BEGIN Data records

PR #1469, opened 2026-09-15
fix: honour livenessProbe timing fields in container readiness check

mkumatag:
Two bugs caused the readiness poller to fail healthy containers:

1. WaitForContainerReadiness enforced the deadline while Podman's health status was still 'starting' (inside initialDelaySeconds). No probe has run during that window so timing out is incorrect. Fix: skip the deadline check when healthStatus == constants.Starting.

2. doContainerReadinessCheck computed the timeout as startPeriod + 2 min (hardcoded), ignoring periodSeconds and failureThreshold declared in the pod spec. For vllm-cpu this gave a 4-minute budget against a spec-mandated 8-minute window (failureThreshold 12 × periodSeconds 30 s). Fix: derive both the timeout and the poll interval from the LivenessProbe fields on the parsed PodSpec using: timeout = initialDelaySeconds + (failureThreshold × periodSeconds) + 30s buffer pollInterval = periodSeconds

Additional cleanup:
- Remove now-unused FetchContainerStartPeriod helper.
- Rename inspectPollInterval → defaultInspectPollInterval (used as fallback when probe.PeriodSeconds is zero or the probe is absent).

END Data records

# Work required
The records above should be printed exactly, please, from the first line through the line containing "Two bugs caused", with both ends kept and nothing past it.

# Solution to the exercise
PR #1469, opened 2026-09-15
fix: honour livenessProbe timing fields in container readiness check

mkumatag:
Two bugs caused the readiness poller to fail healthy containers:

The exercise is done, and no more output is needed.